We report for the first time a transcriptome for the non-model organism Rhinella arenarum at the first larvae (complete operculum) stage. The reconstructed transcriptome reached 99.4% of completeness and yielded a set of 57,407 well-annotated transcripts available for downstream analyses (http://rhinella.uncoma.edu.ar). Besides, a high confidence set of 52,800 putative lncRNAs was defined, and the feasibility of phylogenetic analyses was confirmed. The genomic tool delivered here will support biomarker assessment and discovery in ecology and toxicogenomics and facilitate evolutionary and global comparative genomic diversity analyses.

Materials and Methods

Experimental procedures

R. arenarum embryo development

Adult R. arenarum females and males were collected in a pristine environment at Los Barreales Lake (S38.45344 W68.72918) during the breeding (spring) season and maintained in an outdoor terrarium. All efforts were made to minimise the stress and suffering of animals according to the recommended standards of the American Society of Ichthyologists and Herpetologists (ASIH) in Guidelines for the Use of Live Amphibians and Reptiles in Field Research (http://www.asih.org/pubs/). An ad hoc Committee of the Centre for Research in Environmental Toxicology and Agrobiotechnology of Comahue (CITAAC, http://citaac.uncoma.edu.ar), which currently reviews and approves the projects that require the use of laboratory and field animals, approved the Rhinella arenarum project. Also, the collection guide of field specimens and their use in our projects were presented and approved by the Environment Bureau of the Province of Neuquén through the Applied Ecology Center of Neuquén, Argentina. Embryos were obtained by in vitro fertilisation and developed until complete operculum stage (Stage 25, according to Del Conte and Sirlin18) as described before5.
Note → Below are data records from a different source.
PR #2210, opened 2019-12-24
Fix overriding the default values in control table for `disabled` and `continuous_ongoing`

wookieejedi:
Previously, `control_config_common_init()` started with a loop that set the `disabled` and `continuous_ongoing` values to false for all controls in the config array. This overrides the default values set in the array. For example, if a control is set to be disabled by default then this loop overrides that incorrectly.

These lines were added in the following commits:

https://github.com/scp-fs2open/fs2open.github.com/commit/45da46eddd9d9249bf1178ac18164e4ab43570e1#diff-45a0618f2fa10c25b123d4a771f98228

and

https://github.com/scp-fs2open/fs2open.github.com/commit/61d9ce895be392c048437e985cf583ee2fc6161a#diff-45a0618f2fa10c25b123d4a771f98228

The goal of adding these lines was to initiate the values, but these values were already set in the struct table and those lines simply override the values. No other fields in the config array are set like this and simply use the values set in the array.

In tests I have removed these lines and printed what the default values are and the print statements print what is expected from the config array. (For example, `mprintf(("Check_control_disabled_for %s and value is %s...\n", Control_config[i].text, Control_config[i].disabled ? "true" : "false"));` printed what was in the array correctly). 

This PR removes those unneeded lines and thus allows the fields for `disabled` and `continuous_ongoing` to be respected as the default. Of course table changes can be used to alter these, but that's only if a controlconfigdefaults.tbl is present.

### DIFF
--- a/code/controlconfig/controlsconfigcommon.cpp
+++ b/code/controlconfig/controlsconfigcommon.cpp
@@ -590,12 +590,8 @@ void control_config_common_load_overrides();
 // initialize common control config stuff - call at game startup after localization has been initialized
 void control_config_common_init()
 {
-	for (int i=0; i<CCFG_MAX; i++) {
-		Control_config[i].disabled = false;
-		Control_config[i].continuous_ongoing = false;
-	}
-
 	control_config_common_load_overrides();
+
 	if(Lcl_gr){
 		Scan_code_text = Scan_code_text_german;
 		Joy_button_text = Joy_button_text_german;


z64555:
What I find puzzling is that the control_config_common_load_overrides() should be loading the default `disabled` status right after the initial sweep by the common_init().

wookieejedi:
Makes sense. Just so I can understand better, why can the field of `.text` safely use the hard-coded string value in the control config struct while other fields like `.disabled` can not use it safely?

Goober5000:
@z64555 I don't understand your comment?  How would Control_config change over the course of the mission?

Actually a clarification would be helpful.  Is Control_config supposed to be a reference that doesn't change over the course of a game, like `ship_info`, or is it something that can be changed arbitrarily with flags and configurations, like `ship`?

z64555:
@Goober5000. Control_config contains both variable members and constant members.

Variable members are the keybindings, disabled state, and continous_ongoing state.

Most other members are constant

Usage of the terms "variable" and "constant"  correlate to members that may change during a mission (either by the user or a script) and members that can not (name of the control, the control mode type)

wookieejedi:
Thanks for the updated explanation. Given that the code actually does the intended behavior, then that makes it properly up to the modder on what controls to disable or enable via the `controlconfigdefaults.tbl`. Given that, I can close the PR if others are satisfied with the discussion.

z64555:
Doing another look-through of the controls code revealed that the disabled state is actually constant.  I may have been thinking of a feature that made this variable  that never was merged into the main repo.

Complete changes as requested previously,  Keep the for loop but omit line 594

wookieejedi:
Thanks. For some reason my repo had some critical issues and I was unable to commit to this PR. I have closed it and opened a new PR #2241.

RNA extraction, cDNA library generation and massively parallel sequencing

For deep transcriptome sequencing, R. arenarum larvae were grown in 10 different glass receptacles. From each receptacle, fifteen random larvae were randomly collected and pooled in a tube containing RNAlater® solution (Thermo Fisher Scientific Inc.) (15 larvae/1 tube/1 sample). Then, total RNA of each sample was extracted using the Thermo Scientific GeneJET RNA Purification Kit (Thermo Fisher Scientific Inc.). RNA quantity and quality were evaluated using Agilent RNA 6000 Pico Kit in a 2100 Bioanalyzer (Agilent Technologies). All samples presented an optimal condition [RNA Integrity Number (RIN) > 8]51. The cDNA library for transcriptome analysis was prepared using the TruSeq® RNA v2 kit (Illumina, San Diego, CA, USA). Briefly, mRNA enrichment was carried out from 1 µg of total RNA using oligo dT magnetic beads, followed by chemical fragmentation of the purified mRNA into small pieces, double-stranded cDNA synthesis, end repair, and adenylation processes. Finally, adaptor ligation and enrichment were carried out by PCR. The ten library samples were normalised to 10 nM cDNA and were sequenced in a line of Hiseq. 1500 Illumina, generating non-strand specific “paired-ends” (PE) 2 × 100 bp readings.